In December a woman's thoughts are on the joys of the holidays, buying gifts, socializing, being with family. And then January happens and you suddenly realize that it's T-minus three months and counting until Spring Break.
It doesn't help that all the "spas" in town start advertising various ways to remove hair from your body in December.
<Just note here guys, no matter what these spas say, a woman DOES NOT want a hair removal system/plan for Christmas!! I don't care if your lady herself leaves gentle or not so gentle hints about wanting this for Christmas, don't fall for it. If you do please have a nice piece of jewelry as a buffer offering.>
Now you have to think about hair removal and the inevitable bathing suit. So you begin the process of getting ready for a bathing suit. If you are one of those ladies who keeps it all together all winter you may want to quit reading. Or maybe keep reading as a warning to keep it up girl!
Playboy has done a lot for women, both positive and negative. For now I declare war on Playboy because I'm fairly certain they were the ones who declared war on a woman looking like a woman...um...down there. Your trip to Taget this time includes a look at the hair removal aisle. Yes men, there is an entire aisle dedicated to making women look like naked mole rats. Oh, while also keeping our (head) hair long and luscious. And that is an entire aisle two over from hair removal.
So you look at the hot wax, cold wax, Nair, and other name and off-brand products and devices. There's even a device called the No-No. How much more obvious of a message is that for a woman that hair is bad!
You put a few items in the basket and vow to head to the gym. While in Target you see that they have swimsuits out. You know, for all the shoppers headed out for "cruise season". Why not, you say to yourself. Grab a few and head towards the dressing rooms. The lighting, oh the lighting. A million dollar idea would be to have a store dedicated to swimsuits of all sizes, types, and colors. With beautiful soft pink lights. And cucumber water. The water is of course just a formality as the real attraction will be the glass of champagne you receive as you walk in the door. If your shopping experience is too much of a shock there will also be taxis and uber available to take your drunk butt home...with your bathing suit of course.

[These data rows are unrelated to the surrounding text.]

PR #166, opened 2015-04-06
add support for strlistdict option type (WIP)

boegel:
works, but could benefit from some cleanup (too much copy-pasting going on now)

when generating string representation of dict, keys must be iterated over sorted (to ensure unique output)

also, unclear why `--ext-strdict` isn't included in output of `generate_cmd_line` (see tests)

### DIFF
--- a/lib/vsc/utils/generaloption.py
+++ b/lib/vsc/utils/generaloption.py
@@ -90,6 +90,7 @@ def what_str_list_tuple(name):
 
     return sep, klass, helpsep
 
+
 def check_str_list_tuple(option, opt, value):
     """
     check function for strlist and strtuple type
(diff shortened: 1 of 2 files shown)


lib/vsc/utils/generaloption.py
```diff
@@ -106,6 +107,25 @@ def check_str_list_tuple(option, opt, value):
         return klass(split)
 
 
+def check_dict(option, opt, value):
+    """
+    Check function for dict type
```
stdweird: can we have a valid use case for such a horrible self invented issue? why not support JSON, at least it's well defined.

boegel: see https://github.com/hpcugent/easybuild-framework/pull/1257/files#r27827988

`eb --module-properties=lmod:sticky;arch:mic,offload ...`

boegel:
probably not going anywhere, so closing this (I'll leave the branch around)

But here you are in Target with their horrible lighting and bright, white walls. You undress to your undies and try on the first suit. At first you can't decide if the blinding white in front of you is from the walls or your legs. Guess what darling, it's your legs. You try on more and more eventually finding the suit that advertises that it will take 2 inches off your figure. This one doesn't look so bad. "Where does that two inches go?"you say. Then you do that half-turn butt glance and guess what? There it is! It's physics I suppose, that compressed mass has to head somewhere so gravity does it's part here. Sigh.

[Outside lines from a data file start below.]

PR #169, opened 2015-04-09
bump version to 2.1.3

boegel:
version bump is required because #165 was merged, and hpcugent/easybuild-framework#1249 requires a newer vsc-base version


boegel:
I'm merging this, it's only a version bump, and I have good reasons for it, so no harm done.

PR #170, opened 2015-04-09
improve fancylogger performance significantly via caching inspect.getsourcefile and getRootLogger

boegel:
Opening this PR as is so we don't forget about it, may need some further tweaking to make the caching optional for example.

This yields quite significant performance improvements.

To give some idea: the full EasyBuild framework test suite runs in ~780s with this in place, while it requires 1150s without (on my laptop on an SSD).

Using `python -m cProfile`, I can see:

* a drop in the number of `posix.stat` calls from 8.5M to 218K, i.e. ~40x less (the number of `posix.lstat` calls remained stable), thanks to the monkey-patched `inspect.getsourcefile`
* a drop in the number of `inspect.ismodule` calls from a whopping 410M to 900K, i.e. ~450x less, thanks to the caching of `getRootLogger()`

With the patch applied, most time is now spent on ~15K `select.select` calls (which is basically I/O wait stuff, see https://docs.python.org/2/library/select.html.

@stdweird, @JensTimmerman: please review

### DIFF
--- a/lib/vsc/utils/fancylogger.py
+++ b/lib/vsc/utils/fancylogger.py
@@ -73,6 +73,19 @@ Logging to a udp server:
 """
 
 import inspect
+
+# patch inspect.getsourcefile to cache results to avoid tons of stat syscalls
+_cachegetsourcefile = {}
+_orig_inspect_getsourcefile = inspect.getsourcefile
+def cached_getsourcefile(obj):
+    """Faster version of inspect.getsourcefile, by caching results."""
+    fn = inspect.getfile(obj)
+    if not fn in _cachegetsourcefile:
+        _cachegetsourcefile[fn] = _orig_inspect_getsourcefile(obj)
+    return _cachegetsourcefile[fn]
+
+inspect.getsourcefile = cached_getsourcefile
+
 import logging
 import logging.handlers
 import os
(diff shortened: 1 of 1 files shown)


stdweird:
this PR is a hack at best, esp the `getRootLogger` needs to be understood better.
the inspect cache should be off by default, and controllable via function (enable the bypass e.g. after initialisation of the logger stuff).

JensTimmerman:
I'm not sure about all the side effects this code will have, 
I think the easiest wat go get better performance is to add the `if __debug__:` guard to hot spots, and when performance matters and debug info is not needed, run your code with `python -O`

boegel:
Some interesting info w.r.t. `-O` and `__debug__`: http://stackoverflow.com/questions/4777113/what-does-python-optimization-o-or-pythonoptimize-do

boegel:
With https://github.com/hpcugent/easybuild-framework/pull/1282, the time required for the EasyBuild framework unit tests on top of current vsc-base `master` is about 12m on my laptop; with this patch in place, it drops further until just 4.5m...

I'll look into reworking this using `__debug__`, and check if we can run EB with `python -O` by default.

boegel:
I guess this is mostly rendered useless by #182...

JensTimmerman:
caching could possibly still make sense in some cases, but I kind of prefer the `__debug__` way of doing things, since it's guaranteed to be consistent, either do the call all the time, or do it never.
Not really possible to end up in a weird state.

Another option here that I would prefer over the current caching:
get the root logger name once, at import time, and save it, then just use that one all the time instead of spending your time seeiing if it's cached or not.
But I believe this was the initial behaviour, and could give confusing results.

boegel:
replaced by `__debug__` approach in #182, thanks @JensTimmerman!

Leaving the dressing room you decide that the gym is definitely your next stop, right after the self-tanner aisle.
After the gym you head home to start the hair removal, self-tanning ritual. I won't go into too much detail here, but let's just say that the words exfoliation and pain are involved. And in case you wondered, home waxing kits do not work and can indeed burn you.
So now you are hairless and a little streaky in spots from the tanner. But you're ready for spring break. This process seemed simple enough but actually spanned months of prep and may or may not have involved Bondo and Kilz.
Returning now to January and a man has a fleeting thought that Spring Break is some time in the future. Flash forward to the first day of Spring Break. The man thinks about a shower, decides why bother and puts on the swim trunks his wife bought him.